__WHAT TO PRODUCE__.
Copy exactly the lines from the start of the data below through the one that carries "- Added an Mcap Appender to the Typescript Mcap core package.", and only those.

[Entries taken from a collection]
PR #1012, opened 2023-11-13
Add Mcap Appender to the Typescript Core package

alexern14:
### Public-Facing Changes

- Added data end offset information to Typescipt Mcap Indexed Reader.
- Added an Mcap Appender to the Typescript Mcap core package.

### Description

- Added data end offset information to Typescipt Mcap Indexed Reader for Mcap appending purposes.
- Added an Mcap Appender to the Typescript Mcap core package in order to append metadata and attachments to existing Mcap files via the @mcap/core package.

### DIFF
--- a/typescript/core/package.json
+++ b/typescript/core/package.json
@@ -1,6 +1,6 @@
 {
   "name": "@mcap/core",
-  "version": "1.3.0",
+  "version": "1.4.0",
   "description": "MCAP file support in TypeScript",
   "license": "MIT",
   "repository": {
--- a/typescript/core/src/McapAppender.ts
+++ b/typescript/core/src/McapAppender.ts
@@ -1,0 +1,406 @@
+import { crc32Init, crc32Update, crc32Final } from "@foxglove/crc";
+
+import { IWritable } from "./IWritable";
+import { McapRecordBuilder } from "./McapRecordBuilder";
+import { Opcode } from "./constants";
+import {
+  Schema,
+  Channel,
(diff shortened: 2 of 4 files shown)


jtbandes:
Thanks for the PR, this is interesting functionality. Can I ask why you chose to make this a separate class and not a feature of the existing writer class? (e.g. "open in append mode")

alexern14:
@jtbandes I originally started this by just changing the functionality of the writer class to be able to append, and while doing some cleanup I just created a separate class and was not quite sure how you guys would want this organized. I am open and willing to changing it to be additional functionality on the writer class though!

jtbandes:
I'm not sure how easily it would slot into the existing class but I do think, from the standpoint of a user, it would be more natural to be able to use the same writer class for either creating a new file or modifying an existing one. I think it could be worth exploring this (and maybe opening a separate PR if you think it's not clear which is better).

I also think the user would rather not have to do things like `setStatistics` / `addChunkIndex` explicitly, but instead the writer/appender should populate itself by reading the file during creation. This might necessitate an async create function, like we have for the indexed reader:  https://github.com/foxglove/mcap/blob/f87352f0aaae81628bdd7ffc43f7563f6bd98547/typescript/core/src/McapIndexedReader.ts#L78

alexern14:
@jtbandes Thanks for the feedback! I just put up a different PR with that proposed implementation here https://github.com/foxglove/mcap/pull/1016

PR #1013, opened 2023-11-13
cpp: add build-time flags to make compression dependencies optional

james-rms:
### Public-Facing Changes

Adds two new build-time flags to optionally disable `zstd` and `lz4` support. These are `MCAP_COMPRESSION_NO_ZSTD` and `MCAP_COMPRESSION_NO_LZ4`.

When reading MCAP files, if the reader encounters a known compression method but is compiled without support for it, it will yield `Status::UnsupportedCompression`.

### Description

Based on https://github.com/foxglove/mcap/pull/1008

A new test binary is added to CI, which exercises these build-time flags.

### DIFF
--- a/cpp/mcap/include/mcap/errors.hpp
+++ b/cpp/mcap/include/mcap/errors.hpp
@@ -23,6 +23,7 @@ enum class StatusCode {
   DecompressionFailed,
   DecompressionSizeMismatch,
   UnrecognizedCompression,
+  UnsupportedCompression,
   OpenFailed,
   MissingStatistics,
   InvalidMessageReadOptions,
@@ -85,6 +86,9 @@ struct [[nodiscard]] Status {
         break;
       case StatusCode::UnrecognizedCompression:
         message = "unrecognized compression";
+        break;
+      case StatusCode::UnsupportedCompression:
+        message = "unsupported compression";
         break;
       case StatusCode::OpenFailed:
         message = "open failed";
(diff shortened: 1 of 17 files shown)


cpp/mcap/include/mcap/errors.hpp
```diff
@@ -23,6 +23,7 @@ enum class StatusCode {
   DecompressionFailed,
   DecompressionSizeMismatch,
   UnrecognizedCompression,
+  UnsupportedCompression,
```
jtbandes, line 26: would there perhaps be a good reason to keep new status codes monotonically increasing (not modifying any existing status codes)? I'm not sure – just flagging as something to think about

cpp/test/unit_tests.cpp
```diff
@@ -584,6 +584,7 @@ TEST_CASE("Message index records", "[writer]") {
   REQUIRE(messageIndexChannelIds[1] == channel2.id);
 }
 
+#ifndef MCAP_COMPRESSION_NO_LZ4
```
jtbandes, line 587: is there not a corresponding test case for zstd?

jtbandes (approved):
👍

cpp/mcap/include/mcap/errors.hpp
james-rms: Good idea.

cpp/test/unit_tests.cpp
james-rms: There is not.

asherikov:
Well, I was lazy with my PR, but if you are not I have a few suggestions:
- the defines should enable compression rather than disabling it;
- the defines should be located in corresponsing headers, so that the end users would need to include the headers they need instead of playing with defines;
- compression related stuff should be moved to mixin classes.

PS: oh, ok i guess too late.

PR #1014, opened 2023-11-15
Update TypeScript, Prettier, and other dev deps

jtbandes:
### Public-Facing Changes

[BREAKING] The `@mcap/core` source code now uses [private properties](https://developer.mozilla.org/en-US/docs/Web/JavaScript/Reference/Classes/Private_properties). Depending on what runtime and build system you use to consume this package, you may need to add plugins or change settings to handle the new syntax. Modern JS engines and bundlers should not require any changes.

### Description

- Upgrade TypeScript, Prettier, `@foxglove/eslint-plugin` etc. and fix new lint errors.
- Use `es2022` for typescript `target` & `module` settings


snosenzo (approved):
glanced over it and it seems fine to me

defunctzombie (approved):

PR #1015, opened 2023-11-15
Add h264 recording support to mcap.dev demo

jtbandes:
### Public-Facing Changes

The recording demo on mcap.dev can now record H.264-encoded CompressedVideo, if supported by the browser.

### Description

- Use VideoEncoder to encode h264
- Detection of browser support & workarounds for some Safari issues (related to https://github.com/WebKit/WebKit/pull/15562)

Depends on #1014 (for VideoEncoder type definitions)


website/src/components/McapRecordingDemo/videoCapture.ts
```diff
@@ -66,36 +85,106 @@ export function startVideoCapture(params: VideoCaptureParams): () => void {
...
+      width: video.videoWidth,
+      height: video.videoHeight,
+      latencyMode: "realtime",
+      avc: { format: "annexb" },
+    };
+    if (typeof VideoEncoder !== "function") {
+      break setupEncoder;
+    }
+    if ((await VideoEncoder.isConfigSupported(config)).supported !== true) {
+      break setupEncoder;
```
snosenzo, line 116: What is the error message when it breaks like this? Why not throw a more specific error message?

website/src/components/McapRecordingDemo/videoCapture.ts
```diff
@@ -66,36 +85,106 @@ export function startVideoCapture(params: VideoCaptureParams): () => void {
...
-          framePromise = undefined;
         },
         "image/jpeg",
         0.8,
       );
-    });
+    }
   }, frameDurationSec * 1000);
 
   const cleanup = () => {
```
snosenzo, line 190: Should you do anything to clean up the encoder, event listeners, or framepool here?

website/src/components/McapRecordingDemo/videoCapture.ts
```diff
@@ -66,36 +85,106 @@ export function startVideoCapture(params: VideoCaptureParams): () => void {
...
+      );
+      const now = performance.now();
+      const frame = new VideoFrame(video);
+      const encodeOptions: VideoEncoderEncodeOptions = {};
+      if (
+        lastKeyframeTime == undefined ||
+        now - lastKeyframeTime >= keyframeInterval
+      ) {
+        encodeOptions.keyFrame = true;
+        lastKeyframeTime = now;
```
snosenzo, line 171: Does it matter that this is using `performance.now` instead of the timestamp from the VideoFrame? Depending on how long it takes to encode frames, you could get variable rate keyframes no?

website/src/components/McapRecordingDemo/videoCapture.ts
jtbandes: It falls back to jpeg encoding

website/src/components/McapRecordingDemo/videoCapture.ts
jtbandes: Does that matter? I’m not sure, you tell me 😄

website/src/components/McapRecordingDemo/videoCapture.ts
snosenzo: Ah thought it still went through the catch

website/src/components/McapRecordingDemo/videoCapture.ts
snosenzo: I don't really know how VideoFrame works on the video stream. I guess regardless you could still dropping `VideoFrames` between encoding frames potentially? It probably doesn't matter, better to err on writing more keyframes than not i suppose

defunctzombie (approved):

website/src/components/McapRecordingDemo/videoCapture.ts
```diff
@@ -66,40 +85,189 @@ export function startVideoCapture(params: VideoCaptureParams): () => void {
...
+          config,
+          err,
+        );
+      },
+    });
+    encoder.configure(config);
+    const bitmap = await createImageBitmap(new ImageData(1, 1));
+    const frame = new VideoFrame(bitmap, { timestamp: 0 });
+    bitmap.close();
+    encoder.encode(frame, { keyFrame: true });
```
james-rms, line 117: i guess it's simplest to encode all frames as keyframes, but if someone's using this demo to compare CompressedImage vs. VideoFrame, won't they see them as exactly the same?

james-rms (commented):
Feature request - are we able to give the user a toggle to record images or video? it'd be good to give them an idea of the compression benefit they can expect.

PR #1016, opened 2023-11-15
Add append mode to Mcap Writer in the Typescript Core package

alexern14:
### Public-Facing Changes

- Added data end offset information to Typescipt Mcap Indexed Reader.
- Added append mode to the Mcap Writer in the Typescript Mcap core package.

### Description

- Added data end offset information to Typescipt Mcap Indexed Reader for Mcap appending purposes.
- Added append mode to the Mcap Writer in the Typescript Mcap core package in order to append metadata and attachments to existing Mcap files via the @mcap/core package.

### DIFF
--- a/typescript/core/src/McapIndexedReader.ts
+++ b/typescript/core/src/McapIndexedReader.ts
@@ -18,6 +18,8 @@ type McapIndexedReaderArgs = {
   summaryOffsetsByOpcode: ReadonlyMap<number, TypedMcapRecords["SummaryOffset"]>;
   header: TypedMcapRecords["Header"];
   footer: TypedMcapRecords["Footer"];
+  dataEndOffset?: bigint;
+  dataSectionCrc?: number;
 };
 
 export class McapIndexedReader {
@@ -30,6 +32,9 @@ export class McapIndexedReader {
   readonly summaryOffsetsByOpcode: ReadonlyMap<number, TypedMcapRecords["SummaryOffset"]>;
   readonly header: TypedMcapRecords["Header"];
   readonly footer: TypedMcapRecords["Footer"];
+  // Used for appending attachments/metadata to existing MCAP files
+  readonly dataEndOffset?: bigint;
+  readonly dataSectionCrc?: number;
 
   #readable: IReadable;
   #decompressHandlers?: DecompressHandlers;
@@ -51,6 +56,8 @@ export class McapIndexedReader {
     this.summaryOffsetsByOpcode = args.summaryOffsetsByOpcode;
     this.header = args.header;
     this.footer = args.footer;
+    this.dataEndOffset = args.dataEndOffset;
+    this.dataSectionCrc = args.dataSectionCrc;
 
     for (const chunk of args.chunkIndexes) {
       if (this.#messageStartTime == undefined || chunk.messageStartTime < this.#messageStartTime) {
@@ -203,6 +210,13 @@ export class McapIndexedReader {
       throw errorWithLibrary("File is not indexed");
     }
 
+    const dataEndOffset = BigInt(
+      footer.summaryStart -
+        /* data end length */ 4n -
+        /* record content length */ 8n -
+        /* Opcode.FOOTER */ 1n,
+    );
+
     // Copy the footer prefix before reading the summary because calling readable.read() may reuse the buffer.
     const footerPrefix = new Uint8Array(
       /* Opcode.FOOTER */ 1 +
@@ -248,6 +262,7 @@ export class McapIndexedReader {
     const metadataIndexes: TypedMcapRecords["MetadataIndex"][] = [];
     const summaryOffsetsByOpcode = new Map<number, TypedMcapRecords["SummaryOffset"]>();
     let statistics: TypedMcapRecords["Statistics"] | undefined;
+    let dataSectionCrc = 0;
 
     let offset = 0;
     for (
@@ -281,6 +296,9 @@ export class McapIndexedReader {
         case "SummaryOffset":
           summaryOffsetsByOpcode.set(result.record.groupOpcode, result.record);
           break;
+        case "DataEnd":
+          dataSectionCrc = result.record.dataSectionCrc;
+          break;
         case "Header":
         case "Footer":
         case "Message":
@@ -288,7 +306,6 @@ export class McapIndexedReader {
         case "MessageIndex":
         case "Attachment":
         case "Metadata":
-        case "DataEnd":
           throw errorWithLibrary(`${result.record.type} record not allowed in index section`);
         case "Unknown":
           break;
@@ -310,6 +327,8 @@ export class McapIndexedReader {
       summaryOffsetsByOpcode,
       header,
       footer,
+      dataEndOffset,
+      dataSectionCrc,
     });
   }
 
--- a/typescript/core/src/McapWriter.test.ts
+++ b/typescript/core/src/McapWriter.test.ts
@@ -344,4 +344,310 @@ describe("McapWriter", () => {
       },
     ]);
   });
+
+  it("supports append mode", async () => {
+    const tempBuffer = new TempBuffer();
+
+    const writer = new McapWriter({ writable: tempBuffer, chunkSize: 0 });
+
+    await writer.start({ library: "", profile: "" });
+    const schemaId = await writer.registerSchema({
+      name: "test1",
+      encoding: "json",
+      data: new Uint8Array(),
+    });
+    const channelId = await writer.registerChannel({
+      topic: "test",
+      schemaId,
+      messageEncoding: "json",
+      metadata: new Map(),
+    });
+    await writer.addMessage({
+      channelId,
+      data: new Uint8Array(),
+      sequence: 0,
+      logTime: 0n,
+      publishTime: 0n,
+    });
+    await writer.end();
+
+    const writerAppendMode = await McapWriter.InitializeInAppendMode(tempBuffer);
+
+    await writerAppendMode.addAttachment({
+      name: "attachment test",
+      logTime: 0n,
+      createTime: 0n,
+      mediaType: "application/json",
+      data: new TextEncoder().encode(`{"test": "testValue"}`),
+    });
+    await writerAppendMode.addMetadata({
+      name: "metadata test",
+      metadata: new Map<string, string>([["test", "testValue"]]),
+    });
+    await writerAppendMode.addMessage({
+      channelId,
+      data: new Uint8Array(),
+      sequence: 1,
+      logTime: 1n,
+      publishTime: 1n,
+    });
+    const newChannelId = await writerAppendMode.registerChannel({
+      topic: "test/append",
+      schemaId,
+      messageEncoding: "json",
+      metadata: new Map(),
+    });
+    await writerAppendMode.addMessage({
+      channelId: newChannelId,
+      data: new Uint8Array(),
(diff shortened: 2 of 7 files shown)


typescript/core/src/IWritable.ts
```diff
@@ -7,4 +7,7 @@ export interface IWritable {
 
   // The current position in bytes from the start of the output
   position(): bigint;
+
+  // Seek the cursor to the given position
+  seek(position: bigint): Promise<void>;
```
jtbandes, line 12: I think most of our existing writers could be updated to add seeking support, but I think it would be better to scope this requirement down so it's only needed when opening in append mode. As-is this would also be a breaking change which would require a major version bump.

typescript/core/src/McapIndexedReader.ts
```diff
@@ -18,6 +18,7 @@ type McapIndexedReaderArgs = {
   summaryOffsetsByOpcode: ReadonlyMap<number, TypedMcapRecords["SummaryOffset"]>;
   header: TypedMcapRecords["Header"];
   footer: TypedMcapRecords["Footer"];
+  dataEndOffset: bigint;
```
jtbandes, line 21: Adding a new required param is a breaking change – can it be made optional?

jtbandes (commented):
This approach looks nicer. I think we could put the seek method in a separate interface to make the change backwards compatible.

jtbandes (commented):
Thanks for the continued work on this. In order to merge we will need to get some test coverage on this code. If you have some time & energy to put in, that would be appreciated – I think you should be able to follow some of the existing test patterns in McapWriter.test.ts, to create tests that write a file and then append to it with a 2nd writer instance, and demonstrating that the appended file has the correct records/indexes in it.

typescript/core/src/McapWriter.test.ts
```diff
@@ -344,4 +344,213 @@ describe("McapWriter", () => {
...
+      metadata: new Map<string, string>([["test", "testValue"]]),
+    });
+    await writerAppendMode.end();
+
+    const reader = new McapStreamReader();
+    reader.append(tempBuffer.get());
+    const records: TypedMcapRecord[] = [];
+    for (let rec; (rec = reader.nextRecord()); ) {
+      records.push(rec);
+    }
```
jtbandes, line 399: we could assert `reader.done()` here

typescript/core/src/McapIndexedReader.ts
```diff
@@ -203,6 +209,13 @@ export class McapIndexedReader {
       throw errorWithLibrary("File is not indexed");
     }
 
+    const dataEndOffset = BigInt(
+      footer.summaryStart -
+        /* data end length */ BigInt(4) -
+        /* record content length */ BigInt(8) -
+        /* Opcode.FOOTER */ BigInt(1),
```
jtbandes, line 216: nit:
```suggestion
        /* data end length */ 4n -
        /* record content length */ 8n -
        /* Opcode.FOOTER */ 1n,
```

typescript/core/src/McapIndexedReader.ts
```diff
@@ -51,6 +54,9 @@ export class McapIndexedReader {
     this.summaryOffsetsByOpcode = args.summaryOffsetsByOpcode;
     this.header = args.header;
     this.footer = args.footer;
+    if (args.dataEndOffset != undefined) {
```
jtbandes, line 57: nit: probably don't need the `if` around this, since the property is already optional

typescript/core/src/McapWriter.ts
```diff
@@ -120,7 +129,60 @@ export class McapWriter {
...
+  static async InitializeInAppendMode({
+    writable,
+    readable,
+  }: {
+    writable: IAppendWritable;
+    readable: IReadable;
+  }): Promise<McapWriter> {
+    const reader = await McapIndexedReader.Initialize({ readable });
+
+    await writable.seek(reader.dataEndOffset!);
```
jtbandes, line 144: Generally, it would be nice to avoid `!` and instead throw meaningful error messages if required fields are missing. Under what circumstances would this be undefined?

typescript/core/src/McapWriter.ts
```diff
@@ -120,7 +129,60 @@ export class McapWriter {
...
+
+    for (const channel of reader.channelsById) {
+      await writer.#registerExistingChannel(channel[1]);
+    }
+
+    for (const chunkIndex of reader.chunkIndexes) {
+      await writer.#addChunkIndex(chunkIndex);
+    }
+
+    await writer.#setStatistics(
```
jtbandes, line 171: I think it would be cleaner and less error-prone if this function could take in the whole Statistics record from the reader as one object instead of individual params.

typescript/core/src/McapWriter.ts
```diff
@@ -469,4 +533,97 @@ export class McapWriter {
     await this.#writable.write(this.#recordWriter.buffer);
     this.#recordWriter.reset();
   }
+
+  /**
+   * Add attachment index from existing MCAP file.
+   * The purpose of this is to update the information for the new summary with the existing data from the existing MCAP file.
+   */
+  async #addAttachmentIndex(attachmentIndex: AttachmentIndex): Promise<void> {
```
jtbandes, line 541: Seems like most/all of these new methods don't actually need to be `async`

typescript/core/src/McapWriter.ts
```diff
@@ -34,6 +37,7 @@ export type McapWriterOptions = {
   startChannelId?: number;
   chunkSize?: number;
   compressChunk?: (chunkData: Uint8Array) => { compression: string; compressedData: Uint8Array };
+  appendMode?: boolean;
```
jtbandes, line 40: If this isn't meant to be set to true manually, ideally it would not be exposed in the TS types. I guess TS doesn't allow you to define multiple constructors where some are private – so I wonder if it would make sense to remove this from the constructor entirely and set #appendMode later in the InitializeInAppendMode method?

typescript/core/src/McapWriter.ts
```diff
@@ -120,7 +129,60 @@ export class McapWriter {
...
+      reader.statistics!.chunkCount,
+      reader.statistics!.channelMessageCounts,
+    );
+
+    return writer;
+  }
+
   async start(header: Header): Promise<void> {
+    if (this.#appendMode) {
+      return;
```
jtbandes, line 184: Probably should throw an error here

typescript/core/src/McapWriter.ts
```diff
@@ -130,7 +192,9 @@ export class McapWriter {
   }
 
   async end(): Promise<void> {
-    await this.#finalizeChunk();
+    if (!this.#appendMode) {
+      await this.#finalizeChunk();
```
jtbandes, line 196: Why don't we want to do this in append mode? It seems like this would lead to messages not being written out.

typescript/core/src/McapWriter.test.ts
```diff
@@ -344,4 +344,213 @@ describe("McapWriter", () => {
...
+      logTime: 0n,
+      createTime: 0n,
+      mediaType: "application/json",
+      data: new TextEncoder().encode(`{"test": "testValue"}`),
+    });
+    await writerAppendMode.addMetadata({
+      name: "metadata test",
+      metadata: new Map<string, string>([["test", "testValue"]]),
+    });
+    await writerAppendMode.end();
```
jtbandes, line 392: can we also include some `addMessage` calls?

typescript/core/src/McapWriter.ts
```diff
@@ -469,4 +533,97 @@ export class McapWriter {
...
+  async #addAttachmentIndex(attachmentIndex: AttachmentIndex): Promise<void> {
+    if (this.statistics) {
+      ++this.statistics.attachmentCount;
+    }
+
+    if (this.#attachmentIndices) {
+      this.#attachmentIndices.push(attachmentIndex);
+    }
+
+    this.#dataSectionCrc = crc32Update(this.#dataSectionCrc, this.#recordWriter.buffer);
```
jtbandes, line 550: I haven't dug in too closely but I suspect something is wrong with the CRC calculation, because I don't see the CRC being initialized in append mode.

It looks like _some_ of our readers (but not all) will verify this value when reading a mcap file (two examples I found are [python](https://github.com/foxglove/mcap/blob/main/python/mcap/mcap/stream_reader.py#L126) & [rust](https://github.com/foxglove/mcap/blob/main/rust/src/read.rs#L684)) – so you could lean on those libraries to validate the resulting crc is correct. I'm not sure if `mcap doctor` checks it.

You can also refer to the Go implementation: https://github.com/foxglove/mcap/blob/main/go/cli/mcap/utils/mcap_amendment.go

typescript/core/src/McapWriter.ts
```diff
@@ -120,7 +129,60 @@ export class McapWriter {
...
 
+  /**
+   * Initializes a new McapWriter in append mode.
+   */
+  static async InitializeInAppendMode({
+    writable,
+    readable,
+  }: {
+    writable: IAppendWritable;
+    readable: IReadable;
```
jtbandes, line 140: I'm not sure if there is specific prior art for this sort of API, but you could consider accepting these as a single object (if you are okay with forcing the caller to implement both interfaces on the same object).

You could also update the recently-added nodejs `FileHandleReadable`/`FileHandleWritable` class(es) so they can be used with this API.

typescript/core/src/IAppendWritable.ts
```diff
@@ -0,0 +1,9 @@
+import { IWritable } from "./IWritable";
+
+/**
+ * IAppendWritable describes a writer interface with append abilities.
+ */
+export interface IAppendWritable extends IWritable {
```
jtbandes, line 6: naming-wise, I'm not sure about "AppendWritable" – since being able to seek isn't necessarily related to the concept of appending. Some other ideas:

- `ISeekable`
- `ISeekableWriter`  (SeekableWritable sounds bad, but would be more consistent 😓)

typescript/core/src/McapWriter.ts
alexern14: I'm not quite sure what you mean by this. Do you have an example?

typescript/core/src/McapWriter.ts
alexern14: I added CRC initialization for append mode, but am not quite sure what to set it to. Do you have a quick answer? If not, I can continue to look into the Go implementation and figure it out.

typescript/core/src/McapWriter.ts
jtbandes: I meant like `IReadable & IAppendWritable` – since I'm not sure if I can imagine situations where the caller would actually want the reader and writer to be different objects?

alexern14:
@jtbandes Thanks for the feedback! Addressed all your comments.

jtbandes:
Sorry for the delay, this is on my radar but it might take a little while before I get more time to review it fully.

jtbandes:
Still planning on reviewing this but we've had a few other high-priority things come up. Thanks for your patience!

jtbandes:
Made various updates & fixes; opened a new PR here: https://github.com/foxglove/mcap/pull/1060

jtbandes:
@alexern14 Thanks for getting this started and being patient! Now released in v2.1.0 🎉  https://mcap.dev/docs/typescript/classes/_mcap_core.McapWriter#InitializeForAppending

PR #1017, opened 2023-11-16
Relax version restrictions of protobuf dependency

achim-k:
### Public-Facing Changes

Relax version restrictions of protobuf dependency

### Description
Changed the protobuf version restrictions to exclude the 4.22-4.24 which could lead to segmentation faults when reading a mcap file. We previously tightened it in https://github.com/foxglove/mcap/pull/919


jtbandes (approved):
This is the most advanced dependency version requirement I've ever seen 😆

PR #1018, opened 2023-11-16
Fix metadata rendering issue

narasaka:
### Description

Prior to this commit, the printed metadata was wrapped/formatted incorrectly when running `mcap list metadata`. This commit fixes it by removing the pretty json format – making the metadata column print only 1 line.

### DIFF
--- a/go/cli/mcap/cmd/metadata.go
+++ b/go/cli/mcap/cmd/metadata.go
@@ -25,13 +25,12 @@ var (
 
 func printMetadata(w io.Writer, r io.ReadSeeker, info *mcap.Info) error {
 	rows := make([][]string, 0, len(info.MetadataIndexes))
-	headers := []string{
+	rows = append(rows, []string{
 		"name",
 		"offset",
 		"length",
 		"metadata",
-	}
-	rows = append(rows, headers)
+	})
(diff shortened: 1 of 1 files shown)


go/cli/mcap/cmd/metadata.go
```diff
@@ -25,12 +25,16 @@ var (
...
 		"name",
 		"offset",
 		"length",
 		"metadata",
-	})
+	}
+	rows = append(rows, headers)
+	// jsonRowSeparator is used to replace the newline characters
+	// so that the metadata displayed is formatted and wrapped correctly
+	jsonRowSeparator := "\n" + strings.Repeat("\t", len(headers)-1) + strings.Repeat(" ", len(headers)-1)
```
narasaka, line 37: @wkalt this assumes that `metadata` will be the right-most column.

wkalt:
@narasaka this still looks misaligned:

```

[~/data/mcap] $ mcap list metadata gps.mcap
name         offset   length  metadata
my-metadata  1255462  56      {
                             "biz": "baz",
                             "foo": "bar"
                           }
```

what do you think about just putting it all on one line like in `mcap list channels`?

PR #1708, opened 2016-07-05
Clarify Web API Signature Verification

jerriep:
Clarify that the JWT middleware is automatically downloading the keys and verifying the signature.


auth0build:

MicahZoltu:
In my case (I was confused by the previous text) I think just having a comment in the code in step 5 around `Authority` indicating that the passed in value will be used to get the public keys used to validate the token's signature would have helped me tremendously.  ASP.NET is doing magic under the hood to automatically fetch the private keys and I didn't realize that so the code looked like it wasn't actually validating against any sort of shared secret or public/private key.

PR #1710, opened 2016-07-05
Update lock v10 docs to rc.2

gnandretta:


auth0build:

__RESULT OF THE EXERCISE__.
PR #1012, opened 2023-11-13
Add Mcap Appender to the Typescript Core package

alexern14:
### Public-Facing Changes

- Added data end offset information to Typescipt Mcap Indexed Reader.
- Added an Mcap Appender to the Typescript Mcap core package.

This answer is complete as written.